Bumping this, because I know the bitter ennui of the long dark tea-time of the soul. And I don't want to dupe the thread and force Tuthmosis to wield his hammer of moderation.
When I was a young man, late teens to early 20's, I went through years of really struggling with depression. Bad, pitch-black depression, where I couldn't imagine a future for myself that didn't involve suicide or being sent to the loony bin.
This would alternate with periods where I felt invincible, unbeatable, wired with energy and able to do anything and talk anybody into anything.
But the bad days would always come back. It didn't matter if I was getting laid or not, or working out, or whatever. They always came back.
Like having a Radiohead concert in your brain
I never saw a doctor about it, which was foolish. I just gradually learned to cope with it, partly by learning to spot the pattern of downward-spiralling thoughts and try to consciously turn them around.
Music and humour are great tools for this. Listening to happy, upbeat tunes and deliberately trying to have a laugh - while avoiding sad songs and depressing news or films - helped.
Andre 3000 saved my life
I stopped watching or reading the news, because it made me sad and angry. This strategy worked quite well, but it wasn't completely effective. So I had a backup plan: self medication.

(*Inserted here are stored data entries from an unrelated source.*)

Issue #2258, opened 2026-03-23
Support Anthropic Tool Search Tool (defer_loading)


cekocvetkov:
In November 2025, anthropic introduced [the Tool Search Tool feature](https://github.com/quarkiverse/quarkus-langchain4j/issues/2258#issue-4119051007), which allows tools to be deferred and discovered on demand instead of loaded upfront in the context window. This can save a lot of tokens. Plain langchain4j already supports this via:
```
...
        .beta("advanced-tool-use-2025-11-20")
        .serverTools(toolSearchTool)
        .toolMetadataKeysToSend("defer_loading") // need to specify it explicitly
...
```

Would be nice if the quarkus-langchain4j anthropic extension exposed these somehow as `application.properties` keys.

PR #2259, opened 2026-03-23
Add Support for Anthropic Advanced Tool Use Features (#2258)

cekocvetkov:
## Support for Anthropic Advanced Tool Use Features #2258

In November 2025, Anthropic introduced [Advanced Tool Use](https://www.anthropic.com/engineering/advanced-tool-use), a set of capabilities that allow tools to be used more efficiently without bloating the context window. This PR implements support for all three features, plus the underlying metadata plumbing needed to make them work.

### Added configuration for the following application properties:
```
# Tool Search — on-demand tool discovery
quarkus.langchain4j.anthropic.tool-search.enabled=true
quarkus.langchain4j.anthropic.tool-search.type=bm25  # Optional: bm25, regex (default)

# Programmatic Tool Calling — tools invoked from Claude-generated code
quarkus.langchain4j.anthropic.programmatic-tool-calling.enabled=true

# Tool Use Examples — concrete input examples alongside tool schemas
quarkus.langchain4j.anthropic.tool-use-examples.enabled=true
```

---

### Tool Search Tool

Allows Claude to discover tools on demand instead of loading all of them upfront into the context window — essential when working with large tool sets.

When enabled, this automatically:
- Adds the tool search server tool (`bm25` or `regex`, defaulting to `regex`)
- Sets the required `anthropic-beta` header
- Enables the `defer_loading` tool metadata key

Tools that should be deferred must be annotated with:
```java
@Tool(metadata = "{\"defer_loading\": true}")
```

---

### Programmatic Tool Calling

Allows Claude to orchestrate multiple tool calls from within generated Python code, keeping intermediate results out of the context window rather than accumulating them in the conversation.

When enabled, this automatically:
- Adds the `code_execution_20250825` server tool
- Sets the required `anthropic-beta` header
- Enables the `allowed_callers` tool metadata key

Tools that should be callable from code must be annotated with:
```java
@Tool(metadata = "{\"allowed_callers\": [\"code_execution_20250825\"]}")
```

---

### Tool Use Examples

Provides a standard way to attach concrete input examples to tool definitions, helping Claude learn correct parameter usage, formats, and conventions that JSON Schema alone can't express.

When enabled, this automatically:
- Sets the required `anthropic-beta` header
- Enables the `input_examples` tool metadata key

Tools with examples must be annotated with:
```java
@Tool(metadata = "{\"input_examples\": [{...}, ...]}")
```

---

### Tool Metadata Handling (prerequisite fix)

While implementing the above, I noticed that the `metadata` field on `@Tool` was never actually being passed through. Fixed that as a prerequisite:

- Updated `ToolProcessor` to extract the `defer_loading` (and other) metadata properties from the `@Tool` annotation
- Adjusted `ToolSpecificationObjectSubstitution` to properly handle tool metadata

All three features share the same `anthropic-beta: advanced-tool-use` header and the metadata key forwarding mechanism introduced by this fix.

- fixes https://github.com/quarkiverse/quarkus-langchain4j/issues/2258

### DIFF
--- a/core/deployment/src/main/java/io/quarkiverse/langchain4j/deployment/ToolProcessor.java
+++ b/core/deployment/src/main/java/io/quarkiverse/langchain4j/deployment/ToolProcessor.java
@@ -41,6 +41,9 @@ import org.objectweb.asm.ClassVisitor;
 import org.objectweb.asm.Opcodes;
 
 import com.fasterxml.jackson.annotation.JsonIgnore;
+import com.fasterxml.jackson.core.JsonProcessingException;
+import com.fasterxml.jackson.core.type.TypeReference;
+import com.fasterxml.jackson.databind.ObjectMapper;
 
 import dev.langchain4j.agent.tool.ReturnBehavior;
 import dev.langchain4j.agent.tool.Tool;
@@ -102,6 +105,7 @@ import io.quarkus.gizmo.ResultHandle;
 public class ToolProcessor {
 
     private static final DotName TOOL = DotName.createSimple(Tool.class);
+
     private static final DotName TOOL_MEMORY_ID = DotName.createSimple(ToolMemoryId.class);
     private static final DotName JSON_IGNORE = DotName.createSimple(JsonIgnore.class);
     private static final DotName INVOCATION_PARAMETERS = DotName.createSimple(InvocationParameters.class);
@@ -340,6 +344,8 @@ public class ToolProcessor {
 
                     String toolName = getToolName(nameValue, toolMethod);
                     String toolDescription = getToolDescription(descriptionValue);
+
+                    AnnotationValue metadataValue = instance.value("metadata");
                     AnnotationValue returnBehavior = instance.value("returnBehavior");
                     ReturnBehavior returnBehaviorEnum = ReturnBehavior.TO_LLM;
                     if (returnBehavior != null) {
@@ -380,6 +386,20 @@ public class ToolProcessor {
                                     .addProperties(properties)
                                     .required(required)
                                     .build());
+
+                    if (metadataValue != null) {
+                        String metadataJson = metadataValue.asString();
+                        if (!metadataJson.isEmpty()) {
+                            try {
+                                Map<String, Object> toolMetadata = ObjectMapperHolder.OBJECT_MAPPER.readValue(metadataJson,
+                                        ObjectMapperHolder.MAP_TYPE_REF);
+                                builder.metadata(toolMetadata);
+                            } catch (JsonProcessingException e) {
+                                throw new ValidationException("Invalid metadata JSON for tool " + toolName + " in " + className,
+                                        e);
+                            }
+                        }
+                    }
 
                     Map<String, Integer> nameToParamPosition = toolMethod.parameters().stream().collect(
                             Collectors.toMap(MethodParameterInfo::name, i -> Integer.valueOf(i.position())));
@@ -1094,5 +1114,11 @@ public class ToolProcessor {
                 .map(type -> type.name().toString())
                 .distinct()
                 .toList();
+    }
+
+    private static class ObjectMapperHolder {
+        private static final ObjectMapper OBJECT_MAPPER = new ObjectMapper();
+        private static final TypeReference<Map<String, Object>> MAP_TYPE_REF = new TypeReference<>() {
+        };
     }
 }
--- a/model-providers/anthropic/runtime/src/main/java/io/quarkiverse/langchain4j/anthropic/runtime/AnthropicRecorder.java
+++ b/model-providers/anthropic/runtime/src/main/java/io/quarkiverse/langchain4j/anthropic/runtime/AnthropicRecorder.java
@@ -3,6 +3,10 @@ package io.quarkiverse.langchain4j.anthropic.runtime;
 import static io.quarkiverse.langchain4j.runtime.OptionalUtil.firstOrDefault;
 
 import java.time.Duration;
+import java.util.ArrayList;
+import java.util.LinkedHashSet;
+import java.util.List;
+import java.util.Set;
 import java.util.function.Function;
 import java.util.stream.Collectors;
 
@@ -12,6 +16,7 @@ import jakarta.enterprise.util.TypeLiteral;
 import org.jboss.logging.Logger;
 
 import dev.langchain4j.model.anthropic.AnthropicChatModel;
+import dev.langchain4j.model.anthropic.AnthropicServerTool;
 import dev.langchain4j.model.anthropic.AnthropicStreamingChatModel;
 import dev.langchain4j.model.chat.ChatModel;
 import dev.langchain4j.model.chat.DisabledChatModel;
@@ -21,6 +26,7 @@ import dev.langchain4j.model.chat.listener.ChatModelListener;
 import io.quarkiverse.langchain4j.anthropic.QuarkusAnthropicClient;
 import io.quarkiverse.langchain4j.anthropic.runtime.config.ChatModelConfig;
 import io.quarkiverse.langchain4j.anthropic.runtime.config.LangChain4jAnthropicConfig;
+import io.quarkiverse.langchain4j.anthropic.runtime.config.ToolSearchType;
 import io.quarkiverse.langchain4j.runtime.NamedConfigUtil;
 import io.quarkus.arc.SyntheticCreationalContext;
 import io.quarkus.runtime.RuntimeValue;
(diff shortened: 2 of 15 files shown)


core/deployment/src/main/java/io/quarkiverse/langchain4j/deployment/ToolProcessor.java
```diff
@@ -102,6 +105,8 @@
 public class ToolProcessor {
 
     private static final DotName TOOL = DotName.createSimple(Tool.class);
+
+    private static final ObjectMapper OBJECT_MAPPER = new ObjectMapper();
```
geoand: Let's please use the holder class pattern to avoid initializing this unless it's absolutely necessary

core/deployment/src/main/java/io/quarkiverse/langchain4j/deployment/ToolProcessor.java
```diff
@@ -381,6 +388,21 @@ public void handleTools(
                                     .required(required)
                                     .build());
 
+                    if (metadataValue != null) {
+                        String metadataJson = metadataValue.asString();
+                        if (!metadataJson.isEmpty()) {
+                            try {
+                                Map<String, Object> toolMetadata = OBJECT_MAPPER.readValue(metadataJson,
+                                        new TypeReference<Map<String, Object>>() {
+                                        });
```
geoand: This should also be part of the holder mentioned above

model-providers/anthropic/runtime/src/main/java/io/quarkiverse/langchain4j/anthropic/runtime/AnthropicRecorder.java
```diff
@@ -103,9 +107,27 @@ public Function<SyntheticCreationalContext<ChatModel>, ChatModel> chatModel(Stri
...
+            ChatModelConfig.ToolSearchConfig toolSearchConfig = chatModelConfig.toolSearch();
+            if (Boolean.TRUE.equals(toolSearchConfig.enabled())) {
+                ToolSearchType type = ToolSearchType.from(toolSearchConfig.type());
+                AnthropicServerTool toolSearchTool = AnthropicServerTool.builder()
+                        .type(type.getToolType())
+                        .name(type.getToolName())
+                        .build();
+                builder.serverTools(toolSearchTool);
+                builder.toolMetadataKeysToSend("defer_loading");
+                betas.add("advanced-tool-use-2025-11-20");
```
geoand: Is this really necessary?

model-providers/anthropic/runtime/src/main/java/io/quarkiverse/langchain4j/anthropic/runtime/AnthropicRecorder.java
```diff
@@ -191,9 +213,27 @@ public Function<SyntheticCreationalContext<StreamingChatModel>, StreamingChatMod
...
+            }
+
+            if (!betas.isEmpty()) {
+                builder.beta(String.join(",", betas));
```
geoand, line 288: This code seems to be duplicated. Let's please get rid of the duplications

model-providers/anthropic/runtime/src/main/java/io/quarkiverse/langchain4j/anthropic/runtime/AnthropicRecorder.java
cekocvetkov: Yes, see:

[Introducing advanced tool use on the Claude Developer Platform # Getting started
](https://www.anthropic.com/engineering/advanced-tool-use)
```
client.beta.messages.create(
    betas=["advanced-tool-use-2025-11-20"],
    model="claude-sonnet-4-5-20250929",
    max_tokens=4096,
    tools=[
        {"type": "tool_search_tool_regex_20251119", "name": "tool_search_tool_regex"},
        {"type": "code_execution_20250825", "name": "code_execution"},
        # Your tools with defer_loading, allowed_callers, and input_examples
    ]
)
```

[Langchain4j Tool Search Tool](https://github.com/langchain4j/langchain4j/blob/main/docs/docs/integrations/language-models/anthropic.md#tool-search-tool)
```
ChatModel chatModel = AnthropicChatModel.builder()
        .apiKey(System.getenv("ANTHROPIC_API_KEY"))
        .modelName(CLAUDE_SONNET_4_5_20250929)
        .beta("advanced-tool-use-2025-11-20")
        .serverTools(toolSearchTool)
        .toolMetadataKeysToSend("defer_loading") // need to specify it explicitly
        .logRequests(true)
        .logResponses(true)
        .build();
```

[AnthropicChatModel.java#L321](https://github.com/langchain4j/langchain4j/blob/main/langchain4j-anthropic/src/main/java/dev/langchain4j/model/anthropic/AnthropicChatModel.java#L321)

---
Or did you mean something else, here?

geoand: Got it, thanks

model-providers/anthropic/runtime/src/main/java/io/quarkiverse/langchain4j/anthropic/runtime/AnthropicRecorder.java
cekocvetkov: Yeah, my changes here were the latest additions to this already duplicated pattern, that's why I decided to leave it like this. 

Should I try to refactor the whole method and extract _all_ the duplicated logic (also from before my changes)? Or maybe just the parts for`ThinkingConfig` + the new `ToolSearchConfig`?

geoand: Yes please

cekocvetkov: Sorry, to ping on this again.

I had a closer look here and think we should keep the duplication pattern. A refactoring **_is_** possible but would be very messy and not readable at all. At least the ones I could think of. In reality, the code will become more annoying to maintain.
The main problem is that the `AnthropicChatModel.Builder` and `AnthropicStreamingChatModel.Builder` don't have a common supertype. 

I also checked the upstream `langchain4j` implementation for both the [AnthropicChatModel](https://github.com/langchain4j/langchain4j/blob/main/langchain4j-anthropic/src/main/java/dev/langchain4j/model/anthropic/AnthropicChatModel.java) and [AnthropicStreamingChatModel](https://github.com/langchain4j/langchain4j/blob/main/langchain4j-anthropic/src/main/java/dev/langchain4j/model/anthropic/AnthropicStreamingChatModel.java) builders. They follow this same duplication pattern internally. 

If we really want to clean up the duplication, I would suggest opening a separate issue for this and handle it separately from this PR.

I might be off, though, what do you think?

geoand: Okay, let's keep it then

cekocvetkov:
Thanks for the feedback! Really appreciate it! 

Btw, my local build fails on the documentation generation:
`[INFO] Quarkus LangChain4j - Documentation ................ FAILURE [  6.345 s]` not really sure what the problem is there. Maybe the docker set up on my mac? I guess we'll know more when running the github CI workflow.

**Anyways, the implementation seems to work well:**

[Here](https://github.com/cekocvetkov/quarkus-langchain4j-tool-search-demo) is a minimal demo project if you guys want to play around with this. Just build the `quarkus-langchai4j` project locally, and the local snapshot will be used in the demo as noted here: 
[`implementation 'io.quarkiverse.langchain4j:quarkus-langchain4j-anthropic:999-SNAPSHOT'`
](https://github.com/cekocvetkov/quarkus-langchain4j-tool-search-demo/blob/main/build.gradle#L15)

---
Please note the Anthropic ["When to use.." section](https://www.anthropic.com/engineering/advanced-tool-use):
> Use it when:
> 
> Tool definitions consuming >10K tokens
> Experiencing tool selection accuracy issues
> Building MCP-powered systems with multiple servers
> 10+ tools available
> Less beneficial when:
> 
> Small tool library (<10 tools)
> All tools used frequently in every session
> Tool definitions are compact  

In my tests, having 30-40 tools already shows a significant token reduction (~35%), even with compact LangChain4j-generated schemas.


Let me know if there’s anything else you’d like changed 👍 

P.S.: I guess we can squash the commits when merging to main, right?

geoand:
🙏🏽 

@jmartisk is there anything you would like to add ?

Booze helped me sleep. I was happy in the haze of a drunken hour, and embarked on a glorious career as a high functioning alcoholic. I still went to work every day, and did well. I wasn't hiding liquor in the toilet cistern or anything. But every night I was pounding beers, then whisky when the beer stopped working.
Of course, drunkeness is only a temporary solution. But hey - you can always get drunk again! So I did.
After about a decade of this, I went to the doctor one day for the results of a pee test for a minor unrelated complaint. He was pissed off.
My test results came back showing elevated enzyme levels related to the early stages of liver damage. The doctor told me to cut down on my drinking or I'd get serious liver damage and die. His advice was: "Son, you can drink yourself into an early grave if you want, but don't come crying to me when your organs start to fail. Sort your life out!"
Faced with this stark ultimatum from a respected medical professional I did what any champion alcoholic who no longer gets hangovers would do. I kept boozing for another two years.
But it was no longer fun. At the back of my mind, I kept worrying about pickling my liver with every sip of the finest Glenlivet.
So one day, I stopped. And it was awful.
Every hangover in my life came back to haunt me. I was fucked for two weeks of sweaty, achy, sleepless withdrawal. I was so weak and feverish I could barely lift a cat. My liver woke up angry after a decade of marinating in booze and it hurt like a bastard.
And the depression came back too.
No longer able to nuke it with alcohol, my happy thoughts tactic proved horribly ineffective. I had beaten the booze but not the underlying problem that made drinking so irresistible in the first place.
After about a year of trying to fix things myself - with St John's Wort and exercise and sunlight - I was fighting a losing battle. I was unhappy and becoming withdrawn. I couldn't sleep and stayed up most nights worrying about everything. My work started to suffer. My libido fell away faster than a man who has seen Lindy West naked. I wasn't coping.
So after two different doctors told me to try sertraline, I did.
It worked.
Most people don't need pills, but some of us do. In my case, a simple chemical tweak to increase the amount of naturally produced serotonin in my bloodstream makes the difference between being an unpleasant, miserable, unhappy dick and being a boisterous, brilliant, awesome dick.
TL;DR version: the drugs can work. If you're suffering, and nothing else is helping, consider seeing a doctor. And don't self medicate with booze unless you can afford a new liver.
Take it from me and Robert Downey Jr: crazy pills are better than being drunk off your arse all the time. And stay in school, kids!